The Response Streaming setup for bedrock is the same pipeline as the standard Bedrock invocation process, with one major difference. Rather than returning the full text in a single request, it returns each token as they're outputted. This allows for quicker response times, and more interesting frontend UIs.
The specific demo uses a React hosted frontend utilizing the Chatbot Template (https://github.com/ASUCICREPO/ChatbotTemplate), this invokes the backend through an Api Gateway Websocket, rather than the standard REST api gateway. Through this the request is routed to a lambda function, the "connection opener" lambda. The purpose of this lambda is to allow the initial opening of the websocket connection, and to call the main function. (TODO: I believe this can be done with step functions to simplify to one lambda) Next the main lambda function will call bedrock through the converse stream API, for each token returned, it will be sent back to the api gateway to the frontend.
The main way that we can use it at the CIC is to improve the Time to First Token. For most LLM pipelines the process looks like:
Request->Processing->Generation->Response in Full
By streaming the response we can fully get rid of the Generation step, since the first response is received as soon as the first token is generated.

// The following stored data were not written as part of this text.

Issue #729, opened 2022-11-30
Fetch UCO price from CoinMarketCap


Neylix:
### Is your feature request related to a problem?

As #727 will permit to have multiple data source for an oracle value, we should get the uco price from other source.

### Describe the solution you'd like

CoinMarketCap do not explose a free API to get currency price. But we can parse the HTML page containing the UCO price.
https://coinmarketcap.com/currencies/uniris/markets/
On this page there is multiple price information, one global and one per exchange. We could get all there price information and add them into the aggregator

### Additional context

For HTML parsing we can use Floki : https://hexdocs.pm/floki/Floki.html

PR #772, opened 2022-12-13
Fetch UCO price from coinPaprika and coinMarketCap

### LINKED ISSUE #728: Fetch UCO price from coinPaprika

As #727 will permit to have multiple data source for an oracle value, we should get the uco price from other source.

Coin paprika expose a free API to fetch the price of a currency from multiple platform:

https://api.coinpaprika.com/v1/coins/uco-uniris/markets?quotes=USD,EUR

For each platform returned by the API, we can add it's price into the aggregator

### Additional context

_No response_

tenmoves:
# Description

Fixes #728 #729

## Type of change

# How Has This Been Tested?

-  Unit tests

# Checklist:


lib/archethic/oracle_chain/services/uco_price/providers/coin_marketcap.ex
```diff
@@ -0,0 +1,71 @@
...
+  def fetch(pairs) when is_list(pairs) do
+    query = 'http://coinmarketcap.com/currencies/uniris/markets/'
+
+    httpc_options = [
+      connect_timeout: 1000,
+      timeout: 2000
+    ]
+
+    returned_prices =
+      Enum.map(pairs, fn pair ->
```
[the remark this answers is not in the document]
tenmoves: yes thank you

lib/archethic/oracle_chain/services/uco_price/providers/coin_gecko.ex
```diff
@@ -34,7 +34,8 @@ defmodule Archethic.OracleChain.Services.UCOPrice.Providers.Coingecko do
            :httpc.request(:get, {query, []}, httpc_options, []),
          {:ok, payload} <- Jason.decode(body),
          {:ok, prices} <- Map.fetch(payload, "archethic") do
-      {:ok, prices}
+      formatted_prices = Enum.map(prices, fn {pair, price} -> {pair, [price]} end)
+      {:ok, formatted_prices}
```
samuelmanzanera, line 38: What is the reason of this formatting?

tenmoves: because one service returns a list of prices from different sources, so I thought it's better to aggregate the prices at the top level and not on each provider

samuelmanzanera: OK I get it.
In terms of aggregation we will have more granularity and precision.
However, we have to think it's the weight of the incorrect values will impact too much the final aggregation

tenmoves: we have a trust_level provided by the api, the values are high low and not_provided

tenmoves: on one provider, but the best would be to discard any value that has a variance greater than let's say 10%.
WDYT ?

tenmoves: but for that we need to trust one source blindly

samuelmanzanera: Finally the median of all the values will remove the outlier and not blind them

PR #775, opened 2022-12-13
use plug attack to add a throttle for api to handle ddos attacks

### LINKED ISSUE #768: Add anti DDOS for abusive requests on the API
We can use lib like this to protect endpoints for abusive queries

https://hex.pm/packages/plug_attack

tenmoves:
# Description

Fixes #768 

## Type of change

# How Has This Been Tested?

- We query an api 10 time then we make sure on the 11 time that we get a forbidden http code

# Checklist:


tenmoves:
@bchamagne issue handled in new version

bchamagne:
I retested to upload the archethic-website and I sometimes get a FORBIDDEN when estimating the fees. 
I guess there is still some number tweaking to do. 

Screenshot_2022-12-19_17-01-32
In the screenshot above, you can see on the right side, 3 attempts to deploy, 1 success (yellow text) and 2 failures

config/config.exs
```diff
@@ -64,6 +64,16 @@ config :archethic, :transaction_data_content_max_size, 3_145_728
...
 
+config :archethic, :throttle,
+  by_ip: [
+    period: 1000,
+    limit: 150
+  ],
+  by_ip_and_path: [
+    period: 1000,
+    limit: 20
+  ]
```
tenmoves, line 75: @bchamagne can you give me the numbers for the test you did to compare with the configuration ?

tenmoves: or how to reproduce it locally

tenmoves: this is normal, the website contains 266 files but the limit is at 150 no it's normal for it to crash

bchamagne: I tried 
```
config :archethic, :throttle,
  by_ip: [
    period: 1000,
    limit: 300
  ],
  by_ip_and_path: [
    period: 1000,
    limit: 300
  ]
```
and I get the forbidden. People will not be able to upload to AEWeb if we don't relax the numbers

lib/archethic_web/explorer_router.ex
```diff
@@ -94,6 +99,11 @@ defmodule ArchethicWeb.ExplorerRouter do
     )
   end
 
+  scope "/api" do
```
Neylix, line 102: This scope should be before the other api scope, because the last `forward("/"...)` will catch all path after api including web_hosting. So `/api/web_hosting` is not accessible

Neylix (approved):

Neylix (approved):

Issue #760, opened 2022-12-09
Forward the welcome node when forwarding tx


samuelmanzanera:
If we send a transaction to a non-authorized node, the transaction will be forwarded to the authorized nodes to send the transaction to the validation nodes.
However, the welcome node is not forwarded, so the client gets a timeout.
We need to keep track of the original welcome node.
For this purpose, we can use the sender public key from the %NewTransaction{} message.

PR #783, opened 2022-12-16
 Forward the welcome node when forwarding tx#760

apoorv-2204:
# Description

Resolves the 760 by using sender public key, and with default params as Crypto.last_node_key , if not given,

```
 # Since welcome node is not anymore constant, as we want to unauthorised
  # nodes to do some labor. Following bootstrapping, the txn of a new node
  # is sent, with the welcome node being the same new node whose information
  # does not exist in the network. Thus solitary and distributed workflows
  # are more susceptible to failures.
```
- [x] #760 

## Type of change

# How Has This Been Tested?

- manual

    - [x] Standalone workflow testing
    - [x] distributed workflow testing
    - [x] faucet testing on unauth nodes
    - [x]  aeweb cli on unauth nodes

# Checklist:


lib/archethic/bootstrap/transaction_handler.ex
```diff
@@ -99,7 +99,7 @@ defmodule Archethic.Bootstrap.TransactionHandler do
         condition inherit: [
           # We need to ensure the type stays consistent
           type: node,
-        
+
```
samuelmanzanera, line 102: You should discard this change, as the inherit constraints would not be valid

lib/archethic_web/controllers/faucet_controller.ex
```diff
@@ -78,55 +78,52 @@ defmodule ArchethicWeb.FaucetController do
...
-            uco: %UCOLedger{
-              transfers: [
-                %UCOLedger.Transfer{
-                  to: recipient_address,
-                  amount: 10_000_000_000
-                }
-              ]
+  @unit_uco 100_000_000
+  @max_uco 30
+  @uco_limit @max_uco * @unit_uco
```
samuelmanzanera, line 101: why 30 ?

lib/archethic_web/controllers/faucet_controller.ex
```diff
@@ -78,55 +78,52 @@ defmodule ArchethicWeb.FaucetController do
...
-
-    with {:ok, last_address} <-
-           Archethic.get_last_transaction_address(pool_gen_address),
+    with {:ok, last_address} <- Archethic.get_last_transaction_address(pool_gen_address),
          {:ok, last_index} <- Archethic.get_transaction_chain_length(last_address) do
-      create_transaction(last_index, curve, recipient_address)
+      {:ok, Transaction.new(:transfer, get_txn_data(recipient_address), @pool_seed, last_index)}
     else
-      {:error, _} = e ->
+      e ->
```
samuelmanzanera, line 94: If you refactor this function, the else statement does not bring value here. You could let it return any value which will be handled in the above fn.

lib/archethic_web/controllers/faucet_controller.ex
```diff
@@ -78,55 +78,52 @@ defmodule ArchethicWeb.FaucetController do
...
+          ]
+        }
+      }
+    }
+  end
 
-    tx_address = tx.address
-    TransactionSubscriber.register(tx_address, System.monotonic_time())
+  defp send_txn(txn, recipient_address) do
+    txn_addr = txn.address
```
samuelmanzanera, line 118: You should use pattern matching in the function argument. This will be more elegant ;)

lib/archethic/bootstrap.ex
```diff
@@ -307,7 +307,13 @@ defmodule Archethic.Bootstrap do
     end
 
     tx =
-      TransactionHandler.create_node_transaction(ip, port, http_port, transport, reward_address)
+      TransactionHandler.create_node_transaction(
```
samuelmanzanera, line 310: Why do you change the formatting ?
We are all using `mix format` but this was not handled by the standard formatter.
To avoid confusion and longer PR review, please use the standard one provided by Mix.

lib/archethic_web/controllers/faucet_controller.ex
apoorv-2204: sry

lib/archethic/mining/standalone_workflow.ex
```diff
@@ -42,11 +42,15 @@ defmodule Archethic.Mining.StandaloneWorkflow do
 
   def init(arg) do
     tx = Keyword.get(arg, :transaction)
+    welcome_node = Keyword.get(arg, :welcome_node)
```
bchamagne, line 45: I recommend `Keyword.fetch!/2` since it's not optional at all.

lib/archethic_web/controllers/faucet_controller.ex
```diff
@@ -78,47 +78,44 @@ defmodule ArchethicWeb.FaucetController do
     end
   end
 
-  defp transfer(
-         recipient_address,
-         curve \\ Crypto.default_curve()
-       )
-       when is_bitstring(recipient_address) do
-    {gen_pub, _} = Crypto.derive_keypair(@pool_seed, 0, curve)
+  @curve Crypto.default_curve()
```
bchamagne, line 81: FYI, when you do this, you add a _compilation time dependency_  `Crypto -> FaucetController`, meaning everytime you compile `Crypto`, you will have to compile `FaucetController`. 

I suggest to avoid this, and directly use it in the function content so it is a _runtime dependency_.

lib/archethic/mining/standalone_workflow.ex
```diff
@@ -199,7 +203,7 @@ defmodule Archethic.Mining.StandaloneWorkflow do
       transaction_address: Base.encode16(tx_address)
     )
 
-    Logger.debug("Notify error back to the welcome node",
+    Logger.error("Notify error back to the welcome node",
```
Neylix, line 206: This log should stay as debug I think, it is only an information that the node is notifying the welcome node, that is not an error. The error log while validating the transaction is already done before

Neylix (commented):
Appart the Logger level, it looks good to me.
I don't understand why you refactor the faucet controller as there is no link with the issue but anyway

lib/archethic/mining/standalone_workflow.ex
apoorv-2204: done 👍

lib/archethic_web/controllers/faucet_controller.ex
apoorv-2204: reverted to 100

lib/archethic_web/controllers/faucet_controller.ex
apoorv-2204: done

lib/archethic_web/controllers/faucet_controller.ex
apoorv-2204: 👍

lib/archethic/bootstrap.ex
apoorv-2204: my bad it was a change due to debug lines I put.
anyway I removed it

lib/archethic/mining/standalone_workflow.ex
apoorv-2204: 👍

lib/archethic_web/controllers/faucet_controller.ex
apoorv-2204: 👍

apoorv-2204:
> Appart the Logger level, it looks good to me. I don't understand why you refactor the faucet controller as there is no link with the issue but anyway


> level, it looks good to me.

Reverted 👍

samuelmanzanera (approved):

Request->Processing->Response of First Token
This is especially useful for projects that require more complex thought (Longer responses). The longer the average response length, the more time implementing streaming can save. This saved time can be used to do additional pre-processing (RAG, more complex thought time, etc), or use a slower but more intelligent model, such as Haiku -> Sonnet/Opus. The other major use for streaming the response is to create more interesting frontend UI's, since you receive each token, you can create a cursor effect that shows the output as its generated, boosting the appeal of the design.
In summary, it is best used for projects with complex thinking processes, and long responses to decrease the time to the first token, and for better looking UIs.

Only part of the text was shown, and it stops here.